ABOUT THIS EXERCISE: For the records that follow, work out how many lines include "used" and give only that count.

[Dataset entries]
* * * * * * *
PR #8864, opened 2023-10-03
Support getting media temporary URL based on user specified conversion name

mansoorkhan96:
This PR adds support to get media temporary URL based on user specified conversion name. 

### Problem:
Currently, the `SpatieMediaLibraryFileUpload` generates temporary URL for private files without using the conversion when use has specified.

Following example would load the actual media instead of specified conversion.

```php
SpatieMediaLibraryFileUpload::make('image')
      ->disk('local')
      ->visibility('private')
      ->conversion('thumb')
```

### Solution:
This PR fixes it by passing the conversion name to `$media?->getTemporaryUrl()`, only when user has specified the conversion name and the conversion the generated conversion is available.

### Checklist:


danharrin:
Thanks

mansoorkhan96:
> Thanks

Thanks to you @danharrin, actually and all the team members for all the hard work you guys put into Filament.

Much Love.

PR #8892, opened 2023-10-04
Fix Markdown editor rtl support

### LINKED ISSUE #8863: MarkdownEditor typing pointer on RTL not work correctly and has problem with direction
### Package

filament/filament

### Package Version

v3.0.63

### Laravel Version

v10.26.2

### Livewire Version

v3.0.0

### PHP Version

PHP 8.2.11

### Problem description

back to issue #8307 

image

This issue happens on RTL and 2 problem :

- Direction of pointer always on LTR
- Behavior of pointer when using on RTL not correct and shown not good. 

### Expected behavior

- Direction change depends on which locale type . for RTL : pointer from right to left
- Behavior of pointer good as LTR version . show in correct position

### Steps to reproduce

just clone and run composer install.
then need database (mysql) with name : filament_markdown_rtl_issue

last thing to do : php artisan migrate --seed

on users resource we have bio MarkdownEditor 

### Reproduction repository

https://github.com/themahdavi/filament-markdown-rtl-issue

### Relevant log output

_No response_

awcodes:
- [x ] Changes have been thoroughly tested to not break existing functionality.
- [x ] New functionality has been documented or existing documentation has been updated to reflect changes.
- [x ] Visual changes are explained in the PR description using a screenshot/recording of before and after.

Fixes #8863 

before

after


zepfietje:
Thanks, @awcodes!

themahdavi:
Thanks Direction fixed but behavior of pointer not work correctly like on LTR mode
I think this issue from CodeMirror because on filament v2 markdowneditor doesn't have this issue.

for example when typing words between ** or **** for italic or bold or use list items pointer of current state not correct position and behavior is wired .

image
In this picture can see cursor pointer on end of italic but when typing characters type in italic !

zepfietje:
Are you able to look into this, @themahdavi?
As I'm not an RTL user, it's very hard for me to know what the right behavior should be like.

awcodes:
Hmm. The fix simply implemented the direction per the easymde docs for setting the code mirror option.

themahdavi:
@zepfietje  > this video show whats happens to pointer when typing and using toolbar options
 
CleanShot 2023-10-06 at 14 57 00

this behavior not shown on filament v2 MarkdownEditor

awcodes:
I will do some more digging, but this could be a bug in EasyMDE.

themahdavi:
Yes @awcodes , I think so EasyMDE not compatible with RTL languages

awcodes:
I can confirm this is a bug in EasyMDE. Issue is happening outside of Filament too.

Screenshot 2023-10-09 at 10 35 31 AM

PR #8898, opened 2023-10-05
Fix hydration of boolean states in Select component

andrewdwallo:
### Description:
Updated the Select component to correctly hydrate Boolean states. By converting them to integer representations (1 for true, 0 for false), we avoid showing duplicate options in the Select list for both the Create and Edit form.

### Context
When using the Select component, I noticed that Boolean states weren't hydrating correctly, leading to duplicate options being displayed which were sometimes either `0, 1, true` or `0, 1, false`. This was only happening for "Edit" forms and not "Create" forms.

### Changes
- Modified the method handling Boolean state hydration in the Select component.

Previously:
```php
public function getDefaultState(): mixed
{
    $state = parent::getDefaultState();

    if (is_bool($state)) {
        return $state ? 1 : 0;
    }

    return $state;
}
```

Updated to:
```php
public function hydrateDefaultState(?array &$hydratedDefaultState): void
{
    parent::hydrateDefaultState($hydratedDefaultState);

    $state = $this->getState();

    if (is_bool($state)) {
        $this->state($state ? 1 : 0);
    }
}
```

The revised method ensures consistent behavior by always hydrating Boolean states to their integer representations. This rectifies the issue of the select options list potentially showing duplicate options due to ambiguous Boolean states.

### Screenshots

**Before:**
Screenshot 2023-10-03 at 11 49 23 PM
Screenshot 2023-10-03 at 11 49 38 PM

**After:**
Screenshot 2023-10-03 at 11 51 49 PM
Screenshot 2023-10-03 at 11 51 41 PM


danharrin:
Thanks

PR #8907, opened 2023-10-05
Force value attribute in Hidden Form Component

jals-es:
Until now, when you added a Hidden field with Reactive to a form and passed it a default value, it created the input with the default value in the value attribute.

The problem came when you modified that value and livewire rendered the component again, it removes the value attribute.

With this change, the value attribute persists.


danharrin:
`wire:model` should handle this instead, no?

jals-es:
Yes when you just want to deal with it in php. If you need to deal with it in javascript you have a problem when the value disappears.

Initially, the value attribute is created when you pass something to it through the ->default() function, but if you have it reactive, when you modify the value it disappears.

danharrin:
To modify it from JavaScript, you should use the `$wire.foo = 'bar'` syntax in Alpine.js. Then it will be properly persisted.

jals-es:
@danharrin 
That is true, but sometimes it is more convenient and faster to be able to take the html element and make it an element.value, especially in certain processes where you cannot afford to do an await.

I believe that this change does not affect anyone who uses it through $wire, and in turn we give the option of using the fastest value with javascript natively without having to go through livewire.

> To modify it from JavaScript, you should use the `$wire.foo = 'bar'` syntax in Alpine.js. Then it will be properly persisted.

danharrin:
It's just not good practice to set the `value` when `wire:model` is used, it can create state that becomes out of sync with the backend. Livewire is able to overwrite the value of that attribute at any time.

PR #8908, opened 2023-10-05
Allow user menu for unauthenticated users

Quadrubo:
This is the second attempt of introducing an easy way for unauthenticated users to use the panel. #8671 had a lot of unnecessary backend code and convoluted if conditions. This PR takes a different approach by only modifying the views.

Some checks for authentication could also be removed because the user menu and the account widget are now fully functional without an authenticated user. Because the user menu can now also be displayed on simple pages, as a side effect, switching from dark to light mode is now also supported before the user is authenticated.

If this PR is welcome and should be merged I will:
- [ ] Add missing translations
- [ ] Add documentation

## Screenshots

- widget when unauthenticated & user menu
269899848-2166f7d2-9e4e-46af-b00a-4b90653fca5c

- user menu when unauthenticated
269900206-17087c58-2664-494b-adb1-19a904d32740

- user menu on simple pages
269900753-e5d30e6f-c002-4ae9-ad1e-f41fc7daefdd


wychoong:
Sorry, I still think this is more suitable for a package/plugin to provide the widget and render hook for the guest menu

Quadrubo:
> Sorry, I still think this is more suitable for a package/plugin to provide the widget 

Filament provides the account widget and, in my opinion, should not crash on the dashboard when the `Authenticate` middleware is removed. Therefor I've opted to modify the widget to make it compatible.

> and render hook for the guest menu

In this PR there is no seperate guest menu, displaying no menu whenever the `Authenticate` middleware is removed looks out of place. There is no option to sign in or sign up anywhere. This modifies nothing for everyone who applies their Authenticate middleware so I don't see why the process should be made mor complicated for users who'd want this feature.
When solving this with a render hook, the whole menu hast to be duplicated like I originally did in #8671 which I don't think is a nice solution. Keeping up with changes in the "real" user menu would not be very maintanable.

danharrin:
I agree that Filament should not crash when removing the authenticate middleware. I am more than happy to merge a PR that fixes that.

I am also happy to merge in any extra render hooks that would be required to create a guest menu in a plugin or in your own app.

However, I do not like the overhead that this "default" guest menu - agreed with @wychoong. Sorry. 

In the future, I am more than happy to validate PR ideas before you spend time on them, to avoid any wasted time.

danharrin:
And with a render hook, you don't really need to keep up with any changes to the normal user menu, your menu would be entirely managed by your codebase, using the `x-filament::dropdown` component

Quadrubo:
Okay thank you, its not any extra work for me if I can reuse this for the plugin. Will work on a PR for the crash and the render hooks in a few weeks.

danharrin:
Sounds good. We want to make Filament as extensible as possible with plugins, and render hooks are a great way to achieve that.

PR #8916, opened 2023-10-05
Enhance drag-and-drop sorting UX

ijpatricio:

The new feature improves the UX, by adding an animation to the movement, and also by fading the future position of the chosen element.

Before:
before

After:
after


ijpatricio:
There are some console errors, but they were already present.
Related to choices.js wanting to re-declare a component.

Let me know what you think?

packages/forms/resources/js/index.js
```diff
@@ -4,3 +4,4 @@ import '../css/components/markdown-editor.css'
 import '../css/components/rich-editor.css'
 import '../css/components/select.css'
 import '../css/components/tags-input.css'
+import '../css/components/sortable.css'
```
zepfietje:
```suggestion
import '../css/components/sortable.css'
import '../css/components/tags-input.css'
```

packages/support/resources/js/sortable.js
```diff
@@ -8,6 +8,10 @@ export default (Alpine) => {
             draggable: '[x-sortable-item]',
             handle: '[x-sortable-handle]',
             dataIdAttr: 'x-sortable-item',
+            animation: 300,
+            // Class name for the drop placeholder
+            // Applying styles on packages/forms/resources/css/components/sortable.css
+            ghostClass: "sortable-ghost",
```
zepfietje: We probably need to change this into a Filamenty class.
Not sure yet what though.

packages/support/resources/js/sortable.js
```diff
@@ -8,6 +8,10 @@ export default (Alpine) => {
             draggable: '[x-sortable-item]',
             handle: '[x-sortable-handle]',
             dataIdAttr: 'x-sortable-item',
+            animation: 300,
```
zepfietje: Have you tried different values, like 200, to make it feel a little snappier?

zepfietje (changes requested):
Wooh, nice one, @ijpatricio!

Such a simple addition that improves the UX a lot, I like it.
Thanks for adding the clear screen recordings.
Could you add a couple more for other places where sortable is used (sortable table rows I think?)?

I've left some comments to make sure the UX is as optimal as it can get when we merge this. 😊

packages/support/resources/js/sortable.js
ijpatricio: ehheeh sure 😄

packages/support/resources/js/sortable.js
ijpatricio: Yeah, I played a little.
I enjoy where it's at, 200.

What do you think of keeping a default, but also customizable?

zepfietje: It's currently at 300, not 200. 😄
Since this will also be used for ordering table rows (right?), I figured 300 might be a little too long.

Hmm, just having a sensible default should work I think.
How would you allow users to customize this?

ijpatricio: eheheh my typo!

So, I went ahead and implemented the custom animation time. I followed the naming sortable has - as in "duration" and not "durationTime".

Let me know what you think. 😄 

image

ijpatricio: Could we have a GitPod setup?

It would come in handy for trying PR's in 1 click. Similarly to the demo https://www.youtube.com/watch?v=IZLcKZzoqW8

zepfietje: GitHub Codespaces should probably do the same thing for you?

packages/forms/src/Components/Repeater.php
```diff
@@ -32,6 +32,8 @@ class Repeater extends Field implements Contracts\CanConcealComponents
 
     protected bool | Closure $isReorderable = true;
 
+    protected int | Closure $sortableAnimation = 300;
```
zepfietje: Naming should probably be changed to be component-specific like `reorderAnimationDuration` or similar. Should be added to all places where sortable is used. Let's wait on @danharrin's opinion before spending more time on this.

zepfietje (changes requested):

packages/forms/src/Components/Repeater.php
danharrin: `reorderAnimationDuration` sounds good

zepfietje: Cool, could you implement this for all places where sortable is used, @ijpatricio?

ijpatricio: Yeps, will do!

packages/support/resources/js/sortable.js
ijpatricio: I tried it, but it's not as flexible. I don't need one, I thought you (or the team) could benefit from tinkering with the UI, with a single click to visit the PR.

I could help by bringing that up.

Does it make sense for you? (whether one or the other)

ijpatricio:
Hey @zepfietje 

https://github.com/filamentphp/filament/pull/8916#discussion_r1362555844
As discussed before, I went ahead and updated every `x-sortable` usage to be able to change the animation duration.

- the public api is now `reorderAnimationDuration`
- default value is 300ms, but can be changed

Let me know what you think?

If all seems good, I will then manually test an example on every location impacted by what the PR changes.

Thanks!

zepfietje:
Thanks, @ijpatricio.
Requesting a review from @danharrin for the API.
I'll do a final review to make sure the default duration makes sense in all places.

packages/forms/src/Components/KeyValue.php
```diff
@@ -314,6 +316,18 @@ public function reorderable(bool | Closure $condition = true): static
         return $this;
     }
 
+    public function reorderAnimationDuration(int | Closure $animation = 300): static
```
danharrin:
```suggestion
    public function reorderAnimationDuration(int | Closure $animation): static
```

packages/forms/src/Components/KeyValue.php
```diff
@@ -314,6 +316,18 @@ public function reorderable(bool | Closure $condition = true): static
...
+    {
+        $this->reorderAnimationDuration = $animation;
+
+        return $this;
+    }
+
+    public function getReorderAnimationDuration()
+    {
+        return (string) $this->evaluate($this->reorderAnimationDuration);
```
danharrin:
```suggestion
    public function getReorderAnimationDuration(): int
    {
        return $this->evaluate($this->reorderAnimationDuration);
```

packages/forms/src/Components/Repeater.php
```diff
@@ -606,6 +608,18 @@ public function disableItemMovement(bool | Closure $condition = true): static
         return $this;
     }
 
+    public function reorderAnimationDuration(int | Closure $animation = 300): static
```
danharrin:
```suggestion
    public function reorderAnimationDuration(int | Closure $animation): static
```

packages/forms/src/Components/Repeater.php
```diff
@@ -606,6 +608,18 @@ public function disableItemMovement(bool | Closure $condition = true): static
...
+    {
+        $this->reorderAnimationDuration = $animation;
+
+        return $this;
+    }
+
+    public function getReorderAnimationDuration()
+    {
+        return (string) $this->evaluate($this->reorderAnimationDuration);
```
danharrin:
```suggestion
    public function getReorderAnimationDuration(): int
    {
        return $this->evaluate($this->reorderAnimationDuration);
```

packages/support/resources/js/sortable.js
```diff
@@ -8,6 +8,10 @@ export default (Alpine) => {
             draggable: '[x-sortable-item]',
             handle: '[x-sortable-handle]',
             dataIdAttr: 'x-sortable-item',
+            animation: parseInt(el.dataset?.sortableAnimationDuration) || 300,
+            // Class name for the drop placeholder
+            // Applying styles on packages/forms/resources/css/components/sortable.css
+            ghostClass: "sortable-ghost",
```
danharrin:
```suggestion
            ghostClass: 'fi-sortable-ghost',
```

packages/tables/src/Table/Concerns/CanReorderRecords.php
```diff
@@ -31,6 +33,18 @@ public function reorderable(string | Closure | null $column = null, bool | Closu
         return $this;
     }
 
+    public function reorderAnimationDuration(int | Closure $animation = 300): static
```
danharrin:
```suggestion
    public function reorderAnimationDuration(int | Closure $animation): static
```

packages/tables/src/Table/Concerns/CanReorderRecords.php
```diff
@@ -31,6 +33,18 @@ public function reorderable(string | Closure | null $column = null, bool | Closu
...
+    {
+        $this->reorderAnimationDuration = $animation;
+
+        return $this;
+    }
+
+    public function getReorderAnimationDuration()
+    {
+        return (string) $this->evaluate($this->reorderAnimationDuration);
```
danharrin:
```suggestion
    public function getReorderAnimationDuration(): int
    {
        return $this->evaluate($this->reorderAnimationDuration);
```

packages/forms/resources/css/components/sortable.css
```diff
@@ -0,0 +1,3 @@
+.sortable-ghost {
```
danharrin:
```suggestion
.fi-sortable-ghost {
```

danharrin (approved):
Doesn't seem to have an effect on reorderable tables, but we can still merge it and when Sortable.js fixes it, we will get that update

ijpatricio:
What a pleasure to give back in the form of improving the source code!
Thank you, @zepfietje and @danharrin  ❤️

binaryfire:
Hi @ijpatricio. Any idea if there’s a way of getting this working with tables in v4? It’d make the UX much nicer.

ijpatricio:
> Hi @ijpatricio! Any idea if there’s a way of getting this working with tables in v4? It’d make the UX much nicer.

Hi @binaryfire I haven't used them myself yet, but the odds are very positive :)

binaryfire:
> > Hi @ijpatricio! Any idea if there’s a way of getting this working with tables in v4? It’d make the UX much nicer.
> 
> Hi @binaryfire I haven't used them myself yet, but the odds are very positive :)

@ijpatricio Great! Would you mind taking a look at the v4 codebase to see if you can get it working for tables? I haven't been able to figure out the problem.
* * * * * * *
PROBLEM SOLUTION: 7